In Berlin nun soll gerade dezentralisiert werden. Die Einzelheiten hierzu beraten
bemerkenswerter Weise nicht die Parteien, sondern die Verwaltungen. Obwohl Berlin eine
Einheitsgemeinde ist, hat der Spardrang nun auch hier die Idee einer Kiez- oder Billigpolizei
virulent werden lassen. Zwar ist es Grundlinie der Berliner Politik, von Eigenständigkeit der
Bezirke zu reden, während man sie mehr und mehr kujoniert. Aber wenn sich dadurch sparen
lässt, dann sollen die Bezirke doch Ordnungsämter bekommen, deren Mitarbeiter auch auf
Straßen und in Parks präsent sind, um dort diejenigen zu ermitteln, die gegen Vorschriften
und Gesetze verstoßen: ihre Hunde nicht an die Leine nehmen, falsch parken, auf
öffentlichem Land campieren, anderer Eigentum beschmieren, Bürger belästigen oder sonst
wie das Zusammenleben stören. Das soll die Kiezpolizei tun. Die ist aber keine Polizei,
sondern eine Truppe Minderqualifizierter.

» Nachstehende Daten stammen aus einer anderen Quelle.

Issue #350, opened 2024-07-15
realm measurement using veraison


darshanp4:
hello ,

I am trying to attestation using veraison with islet from given steps at : [veraison example run](https://github.com/islet-project/islet/blob/ed25d9d6c89b5719268be97ce770ec8e1bfbaadd/examples/veraison/RUN.md)

while doing attest using [./bin/rsictl attest -o token.bin](https://github.com/islet-project/islet/blob/ed25d9d6c89b5719268be97ce770ec8e1bfbaadd/examples/veraison/RUN.md#:~:text=shared%20%23%20./bin/rsictl%20attest%20%2Do%20token.bin)

facing below error :

```
rsi: device rsi open
rsi: ioctl: unknown ioctl cmd: 3494148290
rsi: device rsi released
Error: EINVAL
```

dmesg :
[ 0.000000] RME: Using RSI version 1.0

Während die Parteien zu dem Thema palaverten oder einfach schwiegen, hatte der
Innensenator ursprünglich vorgeschlagen, die Kiezpolizei nur mit Pfefferspray auszustatten
und sie in die Lage zu versetzten, im Konfliktfall schnell die richtige Polizei herbei rufen zu
können. Doch da hatte der Senator nicht mit den geschundenen Seelen der
Bezirksbürgermeister gerechnet: Ihnen, denen man Kompetenzen auf Kompetenzen entreist,
kam die Idee mit der Kiezpolizei gerade recht. Unterstützt vom Fußvolk der CDU, rechten
Sozis und PDSlern sowie manchen Scheinliberalen glauben sie nun, endlich etwas in die
Hand zu bekommen. Aber dann, so sagte also die Mehrheit der Bezirksbürgermeister, müssen
unsere Leute „zur Selbstverteidigung“ auch Schlagstöcke bekommen und Handschellen. Der
Innensenator knickte ein, und das Fußvolk der Parteien jubelte.
Handfesseln zur Selbstverteidigung? Wieder einmal wird den Bürgern etwas vorgemacht.
Minderqualifizierte werden ihre Sicherheit nicht besser schützen als die Polizei. Zwar wird
der Fiskus etwas sparen, aber die sich in Berlin wie Gemeinden aufführenden Bezirke, die
„Wurzeln der Demokratie“, wollen das Recht haben, ihren Bürgern mit Schlagstöcken und
Handschellen entgegentreten zu können– angeblich als Selbstschutz der bezirklichen
Angestellten. Warum machen die Bürgermeister eigentlich nicht gleich ganze Sachen und
fordern Schlagstöcke und Handschellen auch für die Mitarbeiter der Sozialämter?
Auch das Handwerk der rechtmäßigen Gewaltanwendung gegen Bürger, die das Recht
verletzen, will gelernt sein. Darum bemüht man sich bei der Polizei seit Jahr und Tag. Dort
hat man aus Fehlern gelernt, und man unterliegt der allgemeinen sowie vor allem der
parlamentarischen Kontrolle.
Wer soll eigentlich die Kiezpolizei ausbilden? Wer soll sie kontrollieren? Die
Bezirksverordnetenversammlungen sind keine Parlamente, sondern Teile der Verwaltung.
Kein Bürgermeister ist an deren Beschlüsse gebunden. Und welche Tageszeitung würde lieber
über Fehlgriffe bezirklicher Angestellter in einem Volkspark schreiben als über die jüngste
Party virtueller „Superstars“?
Wieder fällt ein Gemeinwesen unter das von Max Weber formulierte rechtsstaatliche Niveau.
In Berlin sehen sich manche Bezirksbürgermeister schon als kleine Polizeipräsidenten, nur
werden sie keine für den heiklen gewaltsamen Umgang mit Bürgern geeignete „Polizei“
bekommen, sondern eine Sparversion, die den Fiskus zwar entlastet, den Bürgern vor Ort aber
neue Unsicherheiten bringen wird.
Mit der Billig- oder Kiezpolizei jedenfalls wird kein Staat zu machen sein.